On balance, I prefer this new system for using RCI.  As Siesta says, we can make trades now that were not possible before.  More desirable resorts and seasons are now within reach.  Also, I very much value being able to see and book all the RCI  inventory on-line.  This is worth a lot to me.  My wife and I both have busy work schedules and we have two kids, so the shoulder overstock 28K weeks were not as useful to us - as the ability to get the peak-season stuff.

I recognize that we have lost the ability to pick-up the "overstock" deals with 28K deposits (particularly with the old Wyndham preference). However, I am mostly happy with the new reality.


----------



## jjmanthei05 (Jan 17, 2011)

I don't think you are going to see the universal outrage at this change like other Wyndham changes in the past specifically the renting of points from other owners. I would guess half if not more would prefer to have the option of seeing whats available instead of just getting the bottom of the barrel type stuff. We use almost all of our points within Wyndham internal system and when we would use RCI, it would be for higher end trades like DVC that were't available at all before. 

Jason


----------



## bnoble (Jan 17, 2011)

It is true that the "new system" is a 180-degree about-face from what it "used to be".  

Wyndham in the past was pretty good for off-season or last minute exchanges.  For example, I've had MLK weekend exchanges in Northern Michigan for the past two years, where a 28K deposit yielded 2BR exchanges.  We only used them for the long weekend, and threw the other four nights away, but still---those three-night stays in a 2BR condo at a ski resort over a holiday weekend cost about $105 a night or so, not bad.  In the "new" RCI, that's not going to be possible.

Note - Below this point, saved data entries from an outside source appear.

PR #181, opened 2025-07-17
Allow handles to be used by multiple clients

### LINKED ISSUE #169: Shared handle references in `Agent.__init__` do not get rebound

AK2000:
## Summary
Follow up to #177. A RemoteHandle is now almost completely decoupled from the exchange client it uses. Every time a message is sent, the handle reads the exchange from the context. This allows the same handle to be used by multiple clients without making copies. The only state that is modified within the handle is a set of registered exchanges. As this set only grows, it should be conflict free. 

(Re-)Introduces BoundRemoteHandle, which is a remote handle with a fixed exchange client. This is for exceptional use cases where the address to send messages might differ from the address set in the context variable.

## Related Issues
- Closes #169 (finally...hopefully)

## Changes

## Pull Request Checklist

### DIFF
--- a/academy/context.py
+++ b/academy/context.py
@@ -55,7 +55,6 @@ class ActionContext:
         if self._source_handle is None:
             self._source_handle = RemoteHandle(
                 self.source_id,
-                self._exchange_client,
             )
         return self._source_handle
 
--- a/academy/context.py
+++ b/academy/context.py
@@ -53,9 +53,7 @@ class ActionContext:
                 'Cannot create handle to source because it is a user entity.',
             )
         if self._source_handle is None:
-            self._source_handle = RemoteHandle(
-                self.source_id,
-            )
+            self._source_handle = RemoteHandle(self.source_id)
         return self._source_handle
 
     def is_agent_source(self) -> bool:
--- a/academy/exchange/__init__.py
+++ b/academy/exchange/__init__.py
@@ -200,12 +200,6 @@ class ExchangeClient(abc.ABC, Generic[ExchangeTransportT]):
         """Close the transport."""
         ...
 
-    async def _close_handles(self) -> None:
-        """Close all handles created by this client."""
-        for key in tuple(self._handles):
-            handle = self._handles.pop(key)
-            await handle.close(wait_futures=False)
-
     async def discover(
         self,
         agent: type[Agent],
@@ -358,7 +352,6 @@ class AgentExchangeClient(
             if self._closed:
                 return
 
-            await self._close_handles()
             await self._transport.close()
             self._closed = True
             logger.info('Closed exchange client for %s', self.client_id)
@@ -425,7 +418,6 @@ class UserExchangeClient(ExchangeClient[ExchangeTransportT]):
             if self._closed:
                 return
 
-            await self._close_handles()
             await self._transport.terminate(self.client_id)
             logger.info(f'Terminated mailbox for {self.client_id}')
             await self._stop_listener_task()
--- a/academy/exchange/__init__.py
+++ b/academy/exchange/__init__.py
@@ -15,6 +15,7 @@ from typing import Generic
 from typing import Protocol
 from typing import runtime_checkable
 from typing import TypeVar
+from weakref import WeakValueDictionary
 
 if sys.version_info >= (3, 11):  # pragma: >=3.11 cover
     from typing import TypeAlias
@@ -166,7 +167,9 @@ class ExchangeClient(abc.ABC, Generic[ExchangeTransportT]):
         transport: ExchangeTransportT,
     ) -> None:
         self._transport = transport
-        self._handles: dict[uuid.UUID, RemoteHandle[Any]] = {}
+        self._handles: WeakValueDictionary[uuid.UUID, RemoteHandle[Any]] = (
+            WeakValueDictionary()
+        )
         self._close_lock = asyncio.Lock()
         self._closed = False
 
@@ -412,7 +415,7 @@ class UserExchangeClient(ExchangeClient[ExchangeTransportT]):
         """Close the user client.
 
         This terminates the user's mailbox, closes the underlying exchange
-        transport, and closes all handles produced by this client.
+        transport.
         """
         async with self._close_lock:
             if self._closed:
--- a/academy/handle.py
+++ b/academy/handle.py
@@ -13,16 +13,12 @@ from typing import Protocol
 from typing import runtime_checkable
 from typing import TYPE_CHECKING
 from typing import TypeVar
+from weakref import WeakSet
 
 if sys.version_info >= (3, 10):  # pragma: >=3.10 cover
     from typing import ParamSpec
 else:  # pragma: <3.10 cover
     from typing_extensions import ParamSpec
-
-if sys.version_info >= (3, 11):  # pragma: >=3.11 cover
-    pass
-else:  # pragma: <3.11 cover
-    pass
 
 from academy.exception import AgentTerminatedError
 from academy.exception import ExchangeClientNotFoundError
@@ -236,21 +232,45 @@ exchange_context: ContextVar[ExchangeClient[Any]] = ContextVar(
 class RemoteHandle(Generic[AgentT]):
     """Handle to a remote agent.
 
+    By default a remote handle uses the 'exchange_context' ContextVar
+    as the exchange client to send messages. This allows the outgoing
+    mailbox to change depending on the context in which the handle is
+    used. The `exchange` argument is used as the default client when
+    the ContextVar is not set. `ignore_context` will cause the handle
+    to only use the `exchange` argument provided in the initializer no
+    matter the context where the handle is used. This should only be for
+    advanced usage.
+
     Args:
         agent_id: EntityId of the target agent of this handle.
+        exchange: Exchange client to use to send messages.
+        ignore_context: Ignore exchange client set in context.
     """
 
     def __init__(
         self,
         agent_id: AgentId[AgentT],
+        exchange: ExchangeClient[Any] | None = None,
+        ignore_context: bool = False,
     ) -> None:
         self.agent_id = agent_id
-        self._registered_exchanges: set[ExchangeClient[Any]] = set()
+        self._exchange = exchange
+        self._registered_exchanges: WeakSet[ExchangeClient[Any]] = WeakSet()
+        self.ignore_context = ignore_context
+
+        if ignore_context and not exchange:
+            raise ValueError(
+                'Cannot initialize handle with ignore_context=True '
+                'and no explicit exchange.',
+            )
 
         # Unique identifier for each handle object; used to disambiguate
         # messages when multiple handles are bound to the same mailbox.
         self.handle_id = uuid.uuid4()
         self._futures: dict[uuid.UUID, asyncio.Future[Any]] = {}
+
+        if self._exchange is not None:
+            self._register_with_exchange(self._exchange)
 
     @property
     def exchange(self) -> ExchangeClient[Any]:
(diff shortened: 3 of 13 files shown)


academy/context.py
```diff
@@ -55,7 +55,6 @@ def source_handle(self) -> Handle[Any]:
         if self._source_handle is None:
             self._source_handle = RemoteHandle(
                 self.source_id,
-                self._exchange_client,
             )
```
gpauloski: Nit: format this to a single line. I'm surprised ruff didn't do this automatically.

academy/exchange/__init__.py
```diff
@@ -358,7 +352,6 @@ async def close(self) -> None:
             if self._closed:
                 return
 
-            await self._close_handles()
```
gpauloski, line 361: The docstring also needs to be updated to remove the handles bit.

academy/handle.py
```diff
@@ -23,17 +20,13 @@
     from typing_extensions import ParamSpec
 
 if sys.version_info >= (3, 11):  # pragma: >=3.11 cover
-    from typing import Self
+    pass
 else:  # pragma: <3.11 cover
-    from typing_extensions import Self
+    pass
```
gpauloski: This can be removed.

A while ago I opened an issue in ruff to autofix this... maybe one day.

academy/handle.py
```diff
@@ -375,74 +263,37 @@ def exchange(self) -> ExchangeClient[Any]:
...
         return remote_method_call
 
-    def clone(self) -> RemoteHandle[AgentT]:
-        """Create an unbound copy of this handle."""
-        return RemoteHandle(self.agent_id)
-
     async def _process_response(self, response: Message[Response]) -> None:
         future = self._futures.pop(response.tag, None)
-        if future is None or future.cancelled():
+        if future is None or future.cancelled():  # pragma: no cover
```
gpauloski: Should this be a warning now that we don't expose the futures? Or maybe even an error if its now an invariant to not get a response back to the handle that we didn't expect.

academy/handle.py
```diff
@@ -508,13 +336,12 @@ async def action(self, action: str, /, *args: Any, **kwargs: Any) -> R:
                 typically indicates the agent shutdown for another reason
                 (it self terminated or via another handle).
             Exception: Any exception raised by the action.
-            HandleClosedError: If the handle was closed.
         """
-        if self._closed:
-            raise HandleClosedError(self.agent_id, self.client_id)
+        exchange = self.exchange
+        self._register_with_exchange(exchange)
```
gpauloski, line 373: Is there a reason not to have this call in the `self.exchange` property? It seems like these always come in a pair:
```
        exchange = self.exchange
        self._register_with_exchange(exchange)
```

academy/handle.py
```diff
@@ -596,20 +422,92 @@ async def shutdown(self, *, terminate: bool | None = None) -> None:
...
+        """
+        return self._exchange
+
+    def __reduce__(
+        self,
+    ) -> tuple[
+        type[BoundRemoteHandle[Any]],
+        tuple[AgentId[AgentT], ExchangeClient[Any]],
+    ]:
+        return (BoundRemoteHandle, (self.agent_id, self._exchange))
```
gpauloski: I think `ExchangeClient` is not pickleable because the underlying transports are not. (But this might be moot w.r.t my other comment on merging the handle types.)

academy/handle.py
```diff
@@ -596,20 +422,92 @@ async def shutdown(self, *, terminate: bool | None = None) -> None:
...
         await self.exchange.send(request)
         logger.debug(
             'Sent shutdown request from %s to %s',
-            self.client_id,
+            exchange.client_id,
             self.agent_id,
         )
+
+
+class BoundRemoteHandle(RemoteHandle[AgentT]):
```
gpauloski: I'd prefer, if we can, keeping just a single `RemoteHandle` type, which can then be consolidated with the `Handle` protocol in a later PR.

Can we stick with the prior approach where `RemoteHandle` takes an optional `ExchangeClient`? We could add an additional flag like `ignore_context` (or a better name?) that ignores any client set in the current context and forces use of the provided client in `__init__`. In that case, `self._registered_exchanges` would always have size 1.

This would give us three usage modes:
1. No client provided so the handle always uses the one in the current context
2. Client provided but `ignore_context=False` (the default) so the current context client is used if available otherwise the provided client is used.
3. Client provided and `ignore_context=True` so only the provided client is used and the context client is ignored (essentially this `BoundRemoteHandle` behavior).

I don't think this should be too complex. Just an extra if in `__init__` to register the handle if provided and some extra logic in the `exchange` property based on the setting of `ignore_context`. Let me know what you think.

academy/handle.py
```diff
@@ -457,40 +308,17 @@ async def _process_response(self, response: Message[Response]) -> None:
...
-            logger.debug('Cancelling pending futures for %s', self)
-            for future in self._futures:
-                self._futures[future].cancel()
-
-    def closed(self) -> bool:
-        """Check if the handle has been closed."""
-        return self._closed
+        if exchange not in self._registered_exchanges:
+            exchange.register_handle(self)
+            self._registered_exchanges.add(exchange)
```
gpauloski, line 353: This creates a strong reference cycle between the `ExchangeClient` and `Handle`. We can use a `weakref.WeakSet` instead.

I'm wondering if we should use a `weakref.WeakValueDictionary` in the `ExchangeClient` too? In that case, the only things with strong references to a `Handle` would be the `Manager` and any user code. If the user discarded all of their handles then they'd automatically get removed from the `WeakValueDictionary` too.

academy/handle.py
AK2000: The idea here was to prevent registering with exchanges that don't need to know about this handle. Just viewing the "current" exchange client does not necessarily mean that this handle is going to receive messages from that exchange. Only once we send a request on the exchange should we start expecting responses on that exchange.

academy/handle.py
AK2000: Yes, but I need to override this method so it doesn't accidentally serialize using the superclass. Instead of throwing an error here, I preferred to let the serialization proceed and throw an error at the actual class that is not serializable.

academy/handle.py
AK2000: I meant to ask about this. What was the case where we would get unexpected responses? Did it have to do with handle closing?

gpauloski: Looking at the git blame, it used to only be the `future.cancelled()` case that was handled for when a handle is closed. I added the `future is None` check when refactoring the method for an unrelated reason, and my guess is I probably just auto-pilot wrote that pattern.

It should be an now invariant that the key is present in `self._futures`, plus futures aren't exposed anymore/no closing means no cancelling. So I think it's safe to just say that's an `AssertionError` and indicative of some other problem.

academy/handle.py
```diff
@@ -314,55 +218,59 @@ async def shutdown(self, *, terminate: bool | None = None) -> None:
...
-        exchange: Exchange client used for agent communication.
         agent_id: EntityId of the target agent of this handle.
+        exchange: Exchange client to use to send messages.
+        ignore_context: Ignore exchange client set in context.
     """
 
     def __init__(
         self,
         agent_id: AgentId[AgentT],
         exchange: ExchangeClient[Any] | None = None,
```
gpauloski, line 255: Can you make these key-word only arguments so that if we add new arguments in the future we don't need to worry about breaking changes to positional argument ordering?
```
    def __init__(
        self,
        agent_id: AgentId[AgentT],
        *,
        ignore_context: bool = False,
    ) -> None:
```

gpauloski: This will require a change to `__reduce__` which doesn't support keyword arguments

academy/handle.py
```diff
@@ -375,77 +283,53 @@ def exchange(self) -> ExchangeClient[Any]:
...
     def __reduce__(
         self,
     ) -> tuple[
         type[RemoteHandle[Any]],
-        tuple[AgentId[AgentT],],
+        tuple[Any, ...],
     ]:
-        return (RemoteHandle, (self.agent_id,))
+        return (
+            RemoteHandle,
```
gpauloski: Should we have this just return `RemoteHandle, (self,agent_id,)` so a serialized handle always reverts to the default use the current context mode?

If `self._exchange is not None` then pickling fails anyways, and the only way for `self.ignore_context` to be different from the default is for `self._exchange` to not be `None`.

(Also makes it possible to have keyword only arguments as I noted above)

tests/unit/handle_test.py
```diff
@@ -95,42 +76,20 @@ async def test_proxy_handle_agent_shutdown_errors() -> None:
...
-        assert isinstance(reconstructed, RemoteHandle)
-        assert reconstructed.agent_id == handle.agent_id
-        # _exchange in handle is empty
-        assert reconstructed._exchange is None
-        # exchange is returned from context variable
-        assert reconstructed.exchange == exchange_client
-        assert str(reconstructed) == str(handle)
-        assert repr(reconstructed) == repr(handle)
+    handle = RemoteHandle(registration.agent_id)
+    # Note: don't call pickle.dumps here because ThreadExchange
```
gpauloski: If we change `__reduce__` to just return the `agent_id` then this test can call `pickle.dumps/loads` directly.

tests/unit/handle_test.py
```diff
@@ -139,94 +98,70 @@ async def test_agent_remote_handle_context() -> None:
...
-    factory = LocalExchangeFactory()
-    exchange_client = await factory.create_user_client()
-    registration = await exchange_client.register_agent(EmptyAgent)
-    async with RemoteHandle(registration.agent_id, exchange_client) as handle:
-        cloned = handle.clone()
 
-        with pytest.raises(ExchangeClientNotFoundError):
-            assert cloned.exchange == exchange_client
+    exchange_context.set(exchange_client)
+    assert handle.exchange == exchange_client
```
gpauloski: I think when checking the value of `handle.exchange` we should use `is` rather than `==`. Practically it has the same result here because we don't implement `__eq__` on `Handle`, but semantically they have different meanings.

tests/unit/runtime_test.py
```diff
@@ -286,6 +283,36 @@ async def test_runtime_shutdown_message(
...
 
+class InfiniteAgent(Agent):
+    @loop
+    async def wait(self, shutdown: asyncio.Event) -> None:
+        while True:
+            await asyncio.sleep(5)
+
+
+@pytest.mark.asyncio
+async def test_runtime_cancel_loop(
```
gpauloski, line 294: Is the addition of this test because one of the removed tests was incidentally responsible for coverage of loop cancellation?

gpauloski (approved):
Looks great! I think this will be way better than the previous find, bind, and replace logic. Left some comments for a few minor fixes, but I'll go ahead and approve.

tests/unit/runtime_test.py
AK2000: Yes, but it only came up in py3.9

academy/handle.py
AK2000: Good point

However, as folks before me have observed, in the "new RCI", high-value exchanges *are* possible.  And, for most of the "cheap" 28K exchanges, you can rent them from RCI for not much more.  For example, I already have my 2012 N. Michigan MLK week lined up.  It was an Extra Vacation from RCI.  It did cost a little more; about $380, or about $127 a night.  But, for a holiday weekend in a 2BR condo at a Michigan ski resort, well, it's still a pretty good deal vs. renting from the resort itself.


----------



## rrlongwell (Jan 22, 2011)

Can someone explain how the TPU system works?


----------



## siesta (Jan 22, 2011)

rrlongwell said:


> Can someone explain how the TPU system works?


 In a nutshell ... you deposit your timeshare week, and it is given a TPU value lets say for example 25.  You can search online for exchanges, and next to those exchanges they will have TPU values as well.  If it is 25 or under, you can book it.  If it is less than 25 you get "change back".  Which can be used to book another exchange of equal or lesser value, or that change back can be combined with another deposit.  Also, weeks deposited can be combined in addition to change back. So if you combined 2 of your weeks that is 50 TPU and you can book that 30 or 40 TPU hawaii exchange, etc. and will get change back.

none of the above applies to wyndham points.


----------



## vacationhopeful (Jan 22, 2011)

I too did more of the 28K trades than the 154K+ deposits (like never) into RCI. It was a nice benefit - cheaper than using the Wyndham Points to book Wyndham. But I will adjust. 

And I have other RCI weeks both in RCI Points and with TP. I believe I will just have to work on using up my Wyndham points yearly; I will do TP or RCI Points exchanges.

I will still get good vacations - at least with TPs and combining deposits and change back, I will not be using high deposits for low value exchanges. And I like the high value nonWyndhams - after all there are only so many Wyndhams.


----------



## jjmanthei05 (Jan 22, 2011)

I don't think many people did the 154ish deposits once they learned the system since it isn't like those could even pull DVC, HGVC or Manhatten Club. I made one 154K when I first got my points but it still didn't pull anything much better than a 28K. 

Jason


----------



## bnoble (Jan 23, 2011)

While that's true, I'm going to guess that *most* owners just did what the directory told them to do, without ever really learning what was what.  Especially with the generics, unless you could compare two deposits on the phone with a guide, it would be hard to know the differences between a red studio and a red 2BR.  And, if you never found TUG or another timeshare board, you might never have guessed that it was possible to use studios to trade into 2BRs.


----------



## hjtug (Jan 23, 2011)

bnoble said:


> And, if you never found TUG or another timeshare board, you might never have guessed that it was possible to use studios to trade into 2BRs.



This was certainly our history.  For the first few years of our Wyndham ownership we used our points mainly for Wyndham stays of a week or less and did a couple of II trades.  We deposited 105000 points for II since we thought that is what was necessary to assure getting a one bedroom in a decent season.  Even though we joined TUG and the Wyndham Owners Forum we still didn't know any better until I started reading more of the advice on these sites a couple of years after we joined them.


----------